3. Large expected counts
Each expected count should be at least $5$.
$$E_i \ge 5 \text{ for all categories}$$
If expected counts are too small, the chi-square approximation may not be accurate. In that case, the test may not be appropriate.
These conditions are often written in a full sentence response. For example:
“Because the data were collected using a random sample, the observations are independent, and all expected counts are at least $5$, the conditions for a chi-square goodness-of-fit test are met.”
That kind of statement is exactly what AP Statistics wants to see.
A full setup example
Imagine a snack company claims that a bag of trail mix contains four ingredients in the following proportions: peanuts $40\%$, raisins $30\%$, pretzels $20\%$, and chocolate pieces $10\%$. A student buys a bag with $200$ pieces and counts the ingredients.
First, identify the variable: ingredient type, which is categorical with four categories.
Next, write the hypotheses:
$$H_0: p_1 = 0.40,\ p_2 = 0.30,\ p_3 = 0.20,\ p_4 = 0.10$$
$$H_a: \text{At least one of the true proportions differs from the claim}$$
Then compute expected counts:
$$E_1 = 200(0.40) = 80$$
$$E_2 = 200(0.30) = 60$$
$$E_3 = 200(0.20) = 40$$
$$E_4 = 200(0.10) = 20$$
Now check the conditions. If the student selected the bag randomly from a large production lot, the sample is random. If the bag represents a tiny part of the total production, independence is reasonable. Since all expected counts are at least $5$, the test conditions are satisfied.
This is the full setup stage. Only after this would you calculate the test statistic, degrees of freedom, and $p$-value.
How this fits into the chi-square unit
Setting up a goodness-of-fit test is one part of the larger chi-square topic in AP Statistics.

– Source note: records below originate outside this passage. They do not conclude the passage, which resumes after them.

PR #2533, opened 2024-12-10
[Tooling] Do some `Fastfile` cleanup

AliSoftware:
Just some cleanup and maintenance in preparation for some more upcoming automation work on the `Fastfile` soon

- Remove extra instructions from Slack message—because those instructions are now in the MC scenario and we prefer to only have one source of truth
- Remove `after_confirming_push` helper—because this will become obsolete once we migrate to the lanes being run by CI
- Clean up and standardize YARD doc for lanes

### DIFF
--- a/fastlane/Fastfile
+++ b/fastlane/Fastfile
@@ -1183,21 +1183,17 @@ inal copy, and try again.")
     message_root = lambda { |tag, display_name|
       ":announcement: <#{GITHUB_URL}/releases/tag/#{tag}|*#{display_name}*>"
     }
-    appstoreconnect_url = 'https://appstoreconnect.apple.com/apps/414834813'
-    testflight_submit_link = "<#{appstoreconnect_url}/testflight/ios|App Store Connect>"
-    appstore_submit_link = "<#{appstoreconnect_url}/appstore/ios/version/deliverable|App Store Connect>"
-    merge_pr_link = "<#{GITHUB_URL}/pulls?q=is%3Apr+is%3Aopen+#{build_number}+into|merge the PR>"
 
     if is_beta
       if (build_number_split[3] || '0') == '0'
-        "#{message_root.call(build_number, version)} code freeze is completed.\nPlease submit #{build_number} for testers on #{testflight_submit_link} and #{merge_pr_link} (<https://wp.me/PdeCcb-1ju|need help?>)"
+        "#{message_root.call(build_number, version)} code freeze is completed."
       else
-        "#{message_root.call(build_number, build_number)} beta has been submitted to Apple.\nPlease distribute #{build_number} to testers on #{testflight_submit_link} and #{merge_pr_link} (<https://wp.me/PdeCcb-1ku|need help?>)"
+        "#{message_root.call(build_number, build_number)} beta has been submitted to Apple."
       end
     elsif (build_number_split[2] || '0').to_i.positive?
-      "#{message_root.call(version, version)} hotfix has been uploaded to Apple.\nPlease submit it for review on #{appstore_submit_link} and #{merge_pr_link}."
+      "#{message_root.call(version, version)} hotfix has been uploaded to Apple."
     else
-      "#{message_root.call(version, version)} final build has been uploaded to Apple.\nPlease submit it for review on #{appstore_submit_link} and #{merge_pr_link}."
+      "#{message_root.call(version, version)} final build has been uploaded to Apple."
     end
   end
 
--- a/fastlane/Fastfile
+++ b/fastlane/Fastfile
@@ -513,40 +513,14 @@ platform :ios do
     trigger_buildkite_release_build(branch: branch_to_build, beta: false)
   end
 
-  # Builds the Pocket Casts app and uploads it to TestFlight, for beta-testing or final release
+  # Builds the app binary for distribution to App Store Connect
   #
-  # @param beta_release [Boolean] If true, the GitHub release will be marked as being a pre-release
-  # @param skip_prechecks [Boolean] If true, don't run the prechecks and ios_build_preflight (default: false)
-  # @param skip_confirm [Boolean] If true, avoids any interactive prompt (default: false)
-  # @param create_release [Boolean] If true, creates a GitHub Release draft after the upload, with zipped xcarchive as artefact
+  # Once the app binary is built by this lane, you might want to call:
+  #  - `upload_app_store_connect_build_to_testflight` to upload the binary to TestFlight
+  #  - `symbols_upload` to upload dSYMs to Sentry
+  #  - `create_release_on_github(beta_release: …)` to create the GitHub Release
   #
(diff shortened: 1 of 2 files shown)


fastlane/Fastfile
```diff
@@ -1105,9 +1117,13 @@ inal copy, and try again.")
     )
   end
 
-  # - Loop though all PRs which were still open and were assigned the milestones of the code-frozen version,
-  #   and move them to the next milestone + leaving a PR comment about it
+  # Update the milestone of still-open PRs
+  #
```
dangermattic, line 1121: <table data-meta="generated_by_pr-check">
  <tbody>
    <tr>
      <td>:no_entry_sign:</td>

The unit also includes:
- Chi-square tests for homogeneity, which compare distributions across multiple groups.
- Chi-square tests for independence, which examine whether two categorical variables are related.
- Expected counts, which appear in all chi-square procedures.
- Selecting the correct test based on the research question.
The goodness-of-fit test is the one to use when there is one categorical variable and a claim about its distribution. If there are two categorical variables, think about independence. If there are multiple groups and one categorical variable, think about homogeneity.
Knowing the difference saves time and prevents errors on the AP exam. The key question is: what is being compared?
Conclusion
students, setting up a chi-square goodness-of-fit test means more than just plugging numbers into a formula. It means understanding the claim, defining the categorical variable, writing correct hypotheses, calculating expected counts, and checking conditions. Once the setup is correct, the rest of the test becomes much easier to complete accurately.
This procedure is a foundation for inference about categorical data because it connects real-world counts to probability models. When observed counts differ a lot from expected counts, the data may provide evidence that the claimed distribution is not true. That is the main idea behind the chi-square goodness-of-fit test. 📘
Study Notes
- A chi-square goodness-of-fit test is used for one categorical variable with more than two categories.
- The null hypothesis says the population follows the claimed distribution of proportions.
- The alternative hypothesis says at least one category proportion differs from the claim.
- Expected counts are found with $E_i = n p_i$.
- The chi-square test statistic is $\chi^2 = \sum \frac{(O - E)^2}{E}$.
- Conditions: random, independent, and all expected counts at least $5$.
- Use this test when checking whether observed counts fit a claimed distribution.
- If there are two categorical variables, consider a chi-square test of independence instead.
- If there are multiple groups and one categorical variable, consider a chi-square test of homogeneity instead.
- Good setup is essential before calculating a $p$-value or making a conclusion.